И вот я здесь, у брата. Миссис Грин сообщила мне адрес, не задавая вопросов, и я оставила маленького Феликса на ее попечение. Я вышла за дверь, в мир, где уже научилась ориентироваться: солдаты и матросы, дети со свистульками, детей утихомиривают матери с сумками размером с наковальню. Метро в какой-то мере оказалось головоломкой, поскольку я почти забыла разницу между линиями IRT, IND и BMT
[5]и порядок покупки билетов. Но озадачена я была не больше, чем возбужденные француз и француженка, перебиравшие монеты с индейцами [6]и Меркуриями [7]– экзотичные для меня не меньше, чем для них. В темно-зеленом вагоне я заняла место рядом с усталой продавщицей, которая уселась и с громким вздохом облегчения сняла туфли. Ее нарядное платье павлиньей расцветки вылиняло от многочисленных стирок и глажек, а необычайно изогнутое боа из перьев напоминало угря. Повсюду были моряки с красными лицами, с жадными настороженными глазами: они качались на каждом повороте, словно от корабельной качки, и прижимали мощные крестьянские руки к чистым белым штанам. Когда хорошенькая продавщица смотрела в их сторону, они казались испуганными, будто столкнулись с грабителем банка.Дом Феликса стоял на одной из Восточных Восьмидесятых улиц, в районе под названием Йорктаун. Я удивилась, узнав, что это немецкий район. Всё на улицах говорило об этом: немецкие пекарни, кафе, кофейни, мужские клубы. Мы, конечно, и сами были немцами, отец привез нас в Америку еще детьми. Позже я узнала, что в обоих мирах наша национальность избавила Феликса от мобилизации, но не от сложностей, неизбежных в стране, которая воюет со страной твоего рождения. У крыльца стояли и разговаривали двое мальчишек: один, еще не сошедший с велосипеда (штанина у него была прихвачена блестящим велосипедным зажимом), кричал: «Töte mich!»
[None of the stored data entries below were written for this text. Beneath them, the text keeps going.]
PR #158, opened 2022-06-15
parse dispatch collected info

anjeshshrestha:


src/main/java/com/github/manolo8/darkbot/backpage/DispatchManager.java
```diff
@@ -42,11 +52,19 @@ public boolean update(int expiryTime) {
         return false;
     }
 
+    public HashMap<String, Integer> getCollected(){
```
Pablete1234, line 55:
```suggestion
    public Map<String, Integer> getCollected() {
```

src/main/java/com/github/manolo8/darkbot/backpage/DispatchManager.java
```diff
@@ -42,11 +52,19 @@ public boolean update(int expiryTime) {
...
+        return collected;
+    }
+
+    public HashMap<String, Integer> getLastCollected(){
```
Pablete1234, line 59:
```suggestion
    public Map<String, Integer> getLastCollected() {
```

src/main/java/com/github/manolo8/darkbot/backpage/DispatchManager.java
```diff
@@ -18,10 +22,16 @@ public class DispatchManager {
     private final Main main;
     private final DispatchData data;
     private long lastDispatcherUpdate;
+    private final HashMap<String, Integer> collected;
+    private final HashMap<String, Integer> lastCollected;
```
Pablete1234, line 26:
```suggestion
    private final Map<String, Integer> collected;
    private final Map<String, Integer> lastCollected;
```

src/main/java/com/github/manolo8/darkbot/backpage/DispatchManager.java
```diff
@@ -105,6 +123,18 @@ public boolean collect(InProgress progress) {
 
     public boolean handleResponse(String type, String id, String response) {
         boolean failed = response.contains("\"result\":\"ERROR\"");
+        if(!failed){
```
Pablete1234, line 126:
```suggestion
        if (!failed) {
```

src/main/java/com/github/manolo8/darkbot/backpage/DispatchManager.java
```diff
@@ -105,6 +123,18 @@ public boolean collect(InProgress progress) {
...
+            this.lastCollected.clear();
+            JsonObject jsonObj = g.fromJson (response, JsonObject.class); //Converts the json string to JsonElement without POJO
+            for(JsonElement item : jsonObj.get("rewardsLog").getAsJsonArray()){
```
Pablete1234, line 129:
```suggestion
            for (JsonElement item : jsonObj.get("rewardsLog").getAsJsonArray()) {
```

Pablete1234 (changes requested):
Mostly minor formatting issues

Also keep in mind that you should use the general interface `Map` over specific implementations (eg: `HashMap`) in the code in general. Assign them to instances of `new HashMap` but don't restrict them being changed in the future if needed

[8]– пока другой не вытащил пистолет, очень похожий на настоящий, и не сказал: «Бах!» Маленькая пробка выскочила из дула, повисла на невидимой нити, и оба чуть не лопнули от смеха. Только в окне одной пекарни я увидела объявление о каком-то собрании; мой немецкий был сильно запущен, но трудно было не понять, о чем идет речь, – наверху красовалась черная свастика. А по соседству стоял дом моего брата.